Instructions for the task
Your reply must consist of the data below, reproduced character for character.

Data
PR #995, opened 2021-11-23
drop report in top of upload

### LINKED ISSUE #993: Dump validation report into extras
Add a CLI flag to dump the report into extras. Timestamp the file, so we have a record of successive validations, and consider adding a list of the files validated.

mccalluc:
Fix #993. Note that the same report is dropped in _each_ dataset directory. The `extras/` subdirectory seems like the best place to put it, and that means that it is being saved redundantly: There's no way to break up a report to get the parts that just pertain to a particular dataset.

These reports, in this location, will be visible in the portal. Not a good or bad thing, but no one should be surprised. 

Some things could be tweaked...
- Perhaps turn it on by default, so we could see if it was validated locally before being uploaded?
- It will always save the list in the flat list format. The nested format could be used instead?
- In practice, you may want to add the `--add_notes` flag as well, if you want more contextual information.


jswelling (commented):
When an Upload is split into individual Datasets,
- each Dataset is given an 'extras' directory if it does not already exist
- the content of the Upload's 'extras' directory (above the directory level of the Datasets) is copied redundantly into each new Dataset's 'extras' directory.
So maybe it's  not necessary to put the report in each individual 'extras' directory- placing it in a single top-level 'extras' directory would suffice wrt the downstream split-and-ingest process.

cebriggs7135 (approved):

mccalluc:
@jswelling 
> placing it in a single top-level 'extras' directory would suffice wrt the downstream split-and-ingest process.

Proposal:
- Put it at the top level,
- and require the user to specify an `ignore_glob`, rather than hard-coding an exception.

jswelling (approved):
Putting one copy in the top-level extras directory works for me.  I think ultimately the docs should suggest that validate_upload.py always be called with "--upload_ignore_globs extras", which is a little awkward.

PR #1007, opened 2021-12-02
Remove exceptions from the assay type match list; comment out assays

jswelling:


mccalluc (commented):
This seems to be a work in progress... Unless there's something particular I should look at, can you re-request review when it's complete? Thanks.

cebriggs7135:
@jswelling Can we zoom so you can explain this to me?

cebriggs7135 (commented):
@mccalluc What does the # you've added to some assays mean?

jswelling:
The problem with implementing this is that unknown assay names don't just appear in the list of assay names, they also have whole table and directory schemata associated with them.  The names can be commented out of the assay name list in enums.py but that causes a CI failure when the table schemata are scanned.  There is no easy way to "comment out" an entire schema.  The strategy of testing for consistency at CI time would work for the future if it could be made to work long enough to merge this PR but the path to doing so seems very long.

mccalluc:
Joel writes: 
> stuck because I can't get it to pass CI, because commenting out the problematic assays in the src/ingest_validation_tools/enums.py does not prevent testing of the corresponding table schemata during CI.  If I comment a problematic assay type out of enums.py the CI error caused by its presence goes away, but I introduce a new CI error downstream when it tries to generate the doc for the commented-out assay type.  I could use some advice on how to get this past CI.

mccalluc:
@jswelling: 
- The names that you're removing from the `assay_type` list in `enums.py`: Is your goal that they will no longer be allowed values in any metadata TSVs? I had thought that Nils had directed us to keep the assay names as they are here, and that any mapping between names would need to happen downstream.
- Setting that aside, where you've commented out `scATACseq` and `scRNAseq` in the schemas: Is there a reason you're focusing on just those two, or will you also want to remove all the other assay names that you comment out in `enums.py`?

mccalluc:
Superseded by #1022

PR #191, opened 2018-10-01
Bug 1489286 - Add some reference about channel behavior

fbertsch:

PR #192, opened 2018-10-01
Describe ping metadata struct

tdsmith:
First pass at https://bugzilla.mozilla.org/show_bug.cgi?id=1368133.

This attempts to give a point-in-time summary of the fields you might find in a ping today and doesn't attempt to call out the places where each of these fields are added. Does that feel all right?

(My motivation is that I keep forgetting how `geoCountry` is spelled :p)


datasets/pings.md
```diff
@@ -10,3 +10,48 @@
 
 You can find the reference documentation for all ping types
 [here](https://firefox-source-docs.mozilla.org/toolkit/components/telemetry/telemetry/concepts/pings.html).
+
+# Ping Metadata
+
+The telemetry data pipeline appends a `meta` key to the ping body containing
```
mreid-moz: I would phrase this more generally, that the pipeline appends certain metadata fields containing extra (or sometimes repeated) data, and that the [Dataset API](https://python-moztelemetry.readthedocs.io/en/latest/api.html#dataset) makes it available as a `meta` key. These same fields are also commonly made available in direct-to-parquet datasets with a `metadata` prefix as described [here](https://github.com/mozilla/firefox-data-docs/pull/191/files#diff-8a341d077298aca144a3bd72201f1958R30).

datasets/pings.md
```diff
@@ -10,3 +10,48 @@
...
+`DNT` | Not present in all pings
+`docType` | e.g. "main"
+`documentId` | A UUID identifying the ping, generated by the client
+`geoCity` | from Geo-IP lookup of client IP; `??` if unknown
+`geoCountry` | from Geo-IP lookup of client IP; `??` if unknown
+`geoSubdivision1` | from Geo-IP lookup of client IP; not present in all pings
+`geoSubdivision2` | from Geo-IP lookup of client IP; not present in all pings
+`Host` | Public hostname of the ingestion endpoint
+`Hostname` | Private hostname of the ingestion endpoint
+`normalizedChannel` |
```
mreid-moz: This could also link to Frank's PR when it lands

datasets/pings.md
```diff
@@ -10,3 +10,48 @@
...
+`os` |
+`reason` | Documented [in the source tree](https://firefox-source-docs.mozilla.org/toolkit/components/telemetry/telemetry/data/main-ping.html)
+`sampleId` | `crc32(clientId) % 100`
+`sourceName` | e.g. "telemetry"
+`sourceVersion` | Client `version` field (reflecting the version of the ping format)
+`submissionDate` | Server date (GMT) when ping was received, like `20180928`
+`telemetryEnabled` | Extracted value of `environment.settings.telemetryEnabled`, describing whether opt-in telemetry is enabled
+`Timestamp` | Server timestamp when the ping is received, expressed as nanoseconds since epoch
+`Type` | e.g. "telemetry"
+`X-PingSender-Version` | Not present in all pings
```
mreid-moz: Maybe link to more info about what `PingSender` is? Or just to [this bug](https://bugzilla.mozilla.org/show_bug.cgi?id=1350044)?

trink:
Live documentation of the ingestion schemas for all data (the meta alteration happens down stream) can be found here: https://pipeline-cep.prod.mozaws.net/dashboard_output/analysis.moz_telemetry_parquet_schema.parquet.txt

tdsmith:
Thanks for the reviews!

I didn't feel strongly about linking to the parquet schema because I'm not sure how to interpret them and whether they affect my experience as a Dataset consumer and I'm selfishly interested in scratching my own itch -- if you think it'd be useful to document that in the text here I'm happy to open a followup PR.

PR #196, opened 2018-10-19
bug 1496775 - Document central Firefox Telemetry pings

chutten:
Through answering similar questions often enough we've found that there
is a need for a document spelling out, at a moderately-high leve, what are the
central pings we rely on to send us data, and how they behave.


chutten:
Throwing some mentions at @georgf and @badboy and @Dexterp37 for visibility (they helped review the draft)

PR #199, opened 2018-10-23
Add contact info page

sunahsuh:
This just came up in #dataplatform today, that we don't really have this info written down in an accessible place for folks outside the team


sunahsuh:
Fwiw the build failure is because of this bug: https://bugzilla.mozilla.org/show_bug.cgi?id=1519945

.spelling
```diff
@@ -41,6 +41,7 @@ Databricks
 DataDog
 DataFrame
 DataFrames
+datapipeline
```
mreid-moz: drive-by comment: can you surround this and other additions to `.spelling` with backticks in the main text rather than adding them here? Including them as `#datapipeline` will avoid skip spell checking (similar for other slack channels / host names).

PR #202, opened 2018-11-02
Update python_moztelemetry documentation links

jklukas:
Adapting to new source of python_moztelemetry docs in https://github.com/mozilla/python_moztelemetry/pull/237


src/tools/spark.md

Exercise response
PR #995, opened 2021-11-23
drop report in top of upload

### LINKED ISSUE #993: Dump validation report into extras
Add a CLI flag to dump the report into extras. Timestamp the file, so we have a record of successive validations, and consider adding a list of the files validated.

mccalluc:
Fix #993. Note that the same report is dropped in _each_ dataset directory. The `extras/` subdirectory seems like the best place to put it, and that means that it is being saved redundantly: There's no way to break up a report to get the parts that just pertain to a particular dataset.

These reports, in this location, will be visible in the portal. Not a good or bad thing, but no one should be surprised. 

Some things could be tweaked...
- Perhaps turn it on by default, so we could see if it was validated locally before being uploaded?
- It will always save the list in the flat list format. The nested format could be used instead?
- In practice, you may want to add the `--add_notes` flag as well, if you want more contextual information.


jswelling (commented):
When an Upload is split into individual Datasets,
- each Dataset is given an 'extras' directory if it does not already exist
- the content of the Upload's 'extras' directory (above the directory level of the Datasets) is copied redundantly into each new Dataset's 'extras' directory.
So maybe it's  not necessary to put the report in each individual 'extras' directory- placing it in a single top-level 'extras' directory would suffice wrt the downstream split-and-ingest process.

cebriggs7135 (approved):

mccalluc:
@jswelling 
> placing it in a single top-level 'extras' directory would suffice wrt the downstream split-and-ingest process.

Proposal:
- Put it at the top level,
- and require the user to specify an `ignore_glob`, rather than hard-coding an exception.

jswelling (approved):
Putting one copy in the top-level extras directory works for me.  I think ultimately the docs should suggest that validate_upload.py always be called with "--upload_ignore_globs extras", which is a little awkward.

PR #1007, opened 2021-12-02
Remove exceptions from the assay type match list; comment out assays

jswelling:


mccalluc (commented):
This seems to be a work in progress... Unless there's something particular I should look at, can you re-request review when it's complete? Thanks.

cebriggs7135:
@jswelling Can we zoom so you can explain this to me?

cebriggs7135 (commented):
@mccalluc What does the # you've added to some assays mean?

jswelling:
The problem with implementing this is that unknown assay names don't just appear in the list of assay names, they also have whole table and directory schemata associated with them.  The names can be commented out of the assay name list in enums.py but that causes a CI failure when the table schemata are scanned.  There is no easy way to "comment out" an entire schema.  The strategy of testing for consistency at CI time would work for the future if it could be made to work long enough to merge this PR but the path to doing so seems very long.

mccalluc:
Joel writes: 
> stuck because I can't get it to pass CI, because commenting out the problematic assays in the src/ingest_validation_tools/enums.py does not prevent testing of the corresponding table schemata during CI.  If I comment a problematic assay type out of enums.py the CI error caused by its presence goes away, but I introduce a new CI error downstream when it tries to generate the doc for the commented-out assay type.  I could use some advice on how to get this past CI.

mccalluc:
@jswelling: 
- The names that you're removing from the `assay_type` list in `enums.py`: Is your goal that they will no longer be allowed values in any metadata TSVs? I had thought that Nils had directed us to keep the assay names as they are here, and that any mapping between names would need to happen downstream.
- Setting that aside, where you've commented out `scATACseq` and `scRNAseq` in the schemas: Is there a reason you're focusing on just those two, or will you also want to remove all the other assay names that you comment out in `enums.py`?

mccalluc:
Superseded by #1022

PR #191, opened 2018-10-01
Bug 1489286 - Add some reference about channel behavior

fbertsch:

PR #192, opened 2018-10-01
Describe ping metadata struct

tdsmith:
First pass at https://bugzilla.mozilla.org/show_bug.cgi?id=1368133.

This attempts to give a point-in-time summary of the fields you might find in a ping today and doesn't attempt to call out the places where each of these fields are added. Does that feel all right?

(My motivation is that I keep forgetting how `geoCountry` is spelled :p)


datasets/pings.md
```diff
@@ -10,3 +10,48 @@
 
 You can find the reference documentation for all ping types
 [here](https://firefox-source-docs.mozilla.org/toolkit/components/telemetry/telemetry/concepts/pings.html).
+
+# Ping Metadata
+
+The telemetry data pipeline appends a `meta` key to the ping body containing
```
mreid-moz: I would phrase this more generally, that the pipeline appends certain metadata fields containing extra (or sometimes repeated) data, and that the [Dataset API](https://python-moztelemetry.readthedocs.io/en/latest/api.html#dataset) makes it available as a `meta` key. These same fields are also commonly made available in direct-to-parquet datasets with a `metadata` prefix as described [here](https://github.com/mozilla/firefox-data-docs/pull/191/files#diff-8a341d077298aca144a3bd72201f1958R30).

datasets/pings.md
```diff
@@ -10,3 +10,48 @@
...
+`DNT` | Not present in all pings
+`docType` | e.g. "main"
+`documentId` | A UUID identifying the ping, generated by the client
+`geoCity` | from Geo-IP lookup of client IP; `??` if unknown
+`geoCountry` | from Geo-IP lookup of client IP; `??` if unknown
+`geoSubdivision1` | from Geo-IP lookup of client IP; not present in all pings
+`geoSubdivision2` | from Geo-IP lookup of client IP; not present in all pings
+`Host` | Public hostname of the ingestion endpoint
+`Hostname` | Private hostname of the ingestion endpoint
+`normalizedChannel` |
```
mreid-moz: This could also link to Frank's PR when it lands

datasets/pings.md
```diff
@@ -10,3 +10,48 @@
...
+`os` |
+`reason` | Documented [in the source tree](https://firefox-source-docs.mozilla.org/toolkit/components/telemetry/telemetry/data/main-ping.html)
+`sampleId` | `crc32(clientId) % 100`
+`sourceName` | e.g. "telemetry"
+`sourceVersion` | Client `version` field (reflecting the version of the ping format)
+`submissionDate` | Server date (GMT) when ping was received, like `20180928`
+`telemetryEnabled` | Extracted value of `environment.settings.telemetryEnabled`, describing whether opt-in telemetry is enabled
+`Timestamp` | Server timestamp when the ping is received, expressed as nanoseconds since epoch
+`Type` | e.g. "telemetry"
+`X-PingSender-Version` | Not present in all pings
```
mreid-moz: Maybe link to more info about what `PingSender` is? Or just to [this bug](https://bugzilla.mozilla.org/show_bug.cgi?id=1350044)?

trink:
Live documentation of the ingestion schemas for all data (the meta alteration happens down stream) can be found here: https://pipeline-cep.prod.mozaws.net/dashboard_output/analysis.moz_telemetry_parquet_schema.parquet.txt

tdsmith:
Thanks for the reviews!

I didn't feel strongly about linking to the parquet schema because I'm not sure how to interpret them and whether they affect my experience as a Dataset consumer and I'm selfishly interested in scratching my own itch -- if you think it'd be useful to document that in the text here I'm happy to open a followup PR.

PR #196, opened 2018-10-19
bug 1496775 - Document central Firefox Telemetry pings

chutten:
Through answering similar questions often enough we've found that there
is a need for a document spelling out, at a moderately-high leve, what are the
central pings we rely on to send us data, and how they behave.


chutten:
Throwing some mentions at @georgf and @badboy and @Dexterp37 for visibility (they helped review the draft)

PR #199, opened 2018-10-23
Add contact info page

sunahsuh:
This just came up in #dataplatform today, that we don't really have this info written down in an accessible place for folks outside the team


sunahsuh:
Fwiw the build failure is because of this bug: https://bugzilla.mozilla.org/show_bug.cgi?id=1519945

.spelling
```diff
@@ -41,6 +41,7 @@ Databricks
 DataDog
 DataFrame
 DataFrames
+datapipeline
```
mreid-moz: drive-by comment: can you surround this and other additions to `.spelling` with backticks in the main text rather than adding them here? Including them as `#datapipeline` will avoid skip spell checking (similar for other slack channels / host names).

PR #202, opened 2018-11-02
Update python_moztelemetry documentation links

jklukas:
Adapting to new source of python_moztelemetry docs in https://github.com/mozilla/python_moztelemetry/pull/237


src/tools/spark.md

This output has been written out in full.